Остановить развивающийся разгул и мотовство под силу только времени.
«Раннее Утро», 17 января 1916 г.Анненков в изумлении смотрел на высокого, заросшего до глаз бородою человека, вошедшего в его кабинет в штабе дивизии.
– Вы кто, любезный? – спросил он сурово и собрался позвать адъютанта, чтобы вывести вон незваного гостя, но тут странный визитер неожиданно поймал взгляд генерала и буквально впился в него глазами.
Анненков почувствовал, как по телу разливается какая-то слабость. «Гипноз! Ах, ты ж, Мессинг недорезанный! Ну, сейчас я тебе устрою…»
Методикам защиты от гипнотического воздействия полковника Рябинина учили серьезно и качественно. В голове сразу всплыла таблица эффективности взрыва в зависимости от массы и типа заряда, и Борис принялся словно перелистывать страницы, все ускоряя и ускоряя темп. Одновременно он вызвал в памяти картины боев и допросов, только в качестве основных действующих лиц ввел в своего непонятного посетителя…
Слабость ушла резко, точно воду из ведра выплеснули. Незваный гость тяжело вздохнул, вытер лоб рукавом дорогого пиджака…
– Зря вы так, Григорий Ефимович, – усмехнулся Анненков одними губами. – Я ведь мог вам и голову отвернуть…

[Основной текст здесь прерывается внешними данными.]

PR #3940, opened 2024-07-03
libvirt.py -- Fix create_disk_xml() sometimes creates inaccessible file

Slancaster1:
### The Issue
create_disk_xml() uses a disk.Disk() object to create a disk XML file. The disk.Disk() object, deletes the underlying XML when the object is garbage collected. The create_disk_xml() function only returns the XML filename, not the entire disk.Disk() object. As a result, the disk.Disk() object is garbage collected, and the underlying XML file is deleted.

This will result in any access to the XML file failing after a garbage collection cycle has been run.

### The Solution
Copy the contents of the XML file into a more permanent file.

### DIFF
--- a/virttest/utils_test/libvirt.py
+++ b/virttest/utils_test/libvirt.py
@@ -28,6 +28,7 @@ import shutil
 import string
 import sys
 import time
+import uuid
 
 import aexpect
 import six
@@ -1881,7 +1882,6 @@ def create_disk_xml(params):
         diskxml.xmltreefile.write()
     except Exception as detail:
         LOG.error("Fail to create disk XML:\n%s", detail)
-    LOG.debug("Disk XML %s:\n%s", diskxml.xml, str(diskxml))
 
     # Wait for file completed
     def file_exists():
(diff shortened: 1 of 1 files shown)


virttest/utils_test/libvirt.py
```diff
@@ -1892,7 +1892,13 @@ def file_exists():
 
     # Wait for file write over with '</disk>' keyword at the file end
     wait_for_file_over("</disk>", diskxml.xml)
-    return diskxml.xml
+
+    fd, path = tempfile.mkstemp(prefix="tmp_xml", suffix=".xml")
```
dzhengfy, line 1896: The function tempfile.mkstemp()  is insecurity, so do not recommend to use it. 
You might use data_dir.get_tmp_dir(), then you need not to delete the temp file after the test, either.

dzhengfy (commented):
Thanks for your fixing.

virttest/utils_test/libvirt.py
Slancaster1: Done!

virttest/utils_test/libvirt.py
```diff
@@ -27,7 +27,9 @@
 import shutil
 import string
 import sys
+import tempfile
```
dzhengfy, line 30: Could you remove this?

Slancaster1: Of course!

dzhengfy (approved):
LGTM

chloerh (approved):

chloerh:
"signed-off" missing in commit msg.

Slancaster1:
{quote}
"signed-off" missing in commit msg.
{quote}

Oops :facepalm: Fixed it!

– Ну, здравствуй, мил-человек, – Распутин без приглашения уселся напротив. – Вели-ка мадеры подать, очень она помогает силушку восстанавливать…
– А может, мне велеть караул позвать? – поинтересовался Борис. – Да взять под арест неизвестного, который без пропуска проник на территорию военной части?
Распутин быстро и остро глянул на собеседника, удивленно пожевал губами:
– А ведь можешь, – покачал он головой. – Силен… А скажи-ка мне, мил-человек, папашку-то почто обидел?
– Кого? – теперь удивился Анненков. – Я вашего батюшку в глаза не видел. Да и вы, кажется, тоже его как-то не очень… – сделал он неопределенный жест рукой.
– Вот умный ты, а дурак, – улыбнулся Распутин, от чего сделался похожим на веселого лешего. – Папашка у нас у всех один – царь-государь. А ты его обидел…
– Так ты в этом смысле, Гриня? – Рябинину надоело тыканье гостя, и он решил играть в эту игру вдвоем. – А чем же это я его обидел?
– А тем, что правду сказал, – спокойно глядя куда-то мимо Анненкова и чуть улыбаясь, сообщил Григорий Ефимович. – Кто ж ее, правду-матушку-то, любит? От нее ж открещиваются, отмахиваются, глаза зажмурить норовят. А ты взял – да как щенка шкодного всех в нее носом-то и ткнул. Зачем?